Regarding archaeometric analyses, it can be stated that the setup of the analytical protocol may vary depending on the features of the objects to be analysed. When dealing with naturally coloured glass, the analytical approach can be based on the use of fewer analytical techniques, the primary objective being the determination of the chemical composition of the base glass and, if needed, the provenance of the materials used as vitrifying agents. Otherwise, deeply coloured (and often opaque) glass shows heterogeneity in terms of microstructure and compositional features, due to the addition of colouring and opacifying agents. The setup of a more articulated analytical approach is, thus, needed, based on the interrelation of different investigation techniques to achieve an in-depth characterisation of colouring and opacifying agents.

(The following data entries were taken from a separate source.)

Issue #3451, opened 2025-08-05
Improve the contrast for PoiChip's border at web


bahaaTuffaha:
### Describe the Problem

The border for PoiChips is in black while the contrast mode is activated.
Thanks to @Docmale who found the issue.
### Describe Your Preferred Solution

- Change the border color to be similar to the label.

### Describe Possible Alternatives

N/A.

### Related Issues

N/A.

### Additional Information

<img width="332" height="743" alt="Image" src="https://github.com/user-attachments/assets/cecfce84-cd1e-49c3-9efb-524048284a12" />

PR #3452, opened 2025-08-05
3451: Change Poi chip border color

bahaaTuffaha:
### Short Description

The border for `PoiChips` is in black while the contrast mode is activated.

### Proposed Changes

- Just change the border color to `textSecondaryColor` like we did at native. 

### Side Effects

None.

### Testing

- Go to map (Poi) and go to any location.
- Check that the border looks good when the contrast mode is enabled.

### Resolved Issues

Fixes: #3451 

---


LeandraH (approved):
Nice catch! Tested on Firefox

When dealing with opaque coloured glasses, the NCS System proved to be a suitable tool for a preliminary documentation of colours among assemblages to be studied: since NCS-coordinates describe the hue of opaque coloured glass, they can provide a first split of objects/fragment to be analysed into what can be defined as chromatic macrocategories (i.e., green, blue, red, and black), avoiding any subjective classification and denomination of the colours and, consequently, facilitating comparison among objects from different assemblages. By carrying out VIS–RS measurements, more in-depth information on optical properties related to different chromatic shades among coloured glasses belonging to the same chromatic macrocategory can, then, be achieved.

Since opaque coloured glasses show extremely heterogeneous microstructures, their microstructural and microtextural features should be investigated before the composition of the glassy matrix, to reduce the risk of interferences and misunderstandings in data evaluation. SEM–EDS is the starting point for the characterization of microstructural and microtextural features: BSE observations enable one to investigate and document the morphologies of the crystals precipitated into the glassy matrix, and EDS spot measurements provide preliminary data on their elemental composition. SEM–EDS is, thus, undoubtedly suitable to carry out high-resolution morphological inspection of the inclusions dispersed in a glassy matrix, as well as a qualitative and semiquantitative analysis of their elemental composition. However, if a more in-depth characterisation of these inclusions is needed to identify raw materials responsible for the colour and opacity of the samples under study, SEM–EDS inspection needs to be integrated with other techniques. As discussed in this paper, the choice of the most suitable technique/s can vary, depending upon the nature of the inclusions to be investigated. It has, for instance, been demonstrated that µRaman can be extremely suitable for investigating the composition of lead–tin–antimony-based phases, but the same cannot be said for Cu-based nanoparticles, where mineralogical analyses can be more informative.

In-depth examination of the microstructure needs to be followed by a determination of the bulk chemistry of the tesserae under study. Major and minor oxides, whose measurement is aimed at identifying both the fluxing agent and the “recipes” used in the glass-making process, have been analysed by EPMA. LA–ICP–MS analysis was carried out to determinine trace elements to draw inferences on the provenance of the sands used as vitrifying agents.

To identify, with as much precision as possible, the compositional categories of the base glass the tesserae belong to, EPMA data should always be recalculated (and normalised) to minimise any effect caused by any other intentionally added compound. A characterisation of the colouring and opacifying agents carried out prior to the analysis of the base glass will, therefore, also allow avoiding (or at least minimising) any subjective subtraction.

Last but not least, it should be remembered that, when dealing with archaeological materials, the study approach can be susceptible to implementations and variations evaluated on two fundamental criteria: the material features of the objects under study, which will never be identical to one another, as they are the product of ancient technologies and not of industrial processes; technological advancement and all that the progress of research will offer us which could be suitable to further deepen our knowledge of this material category.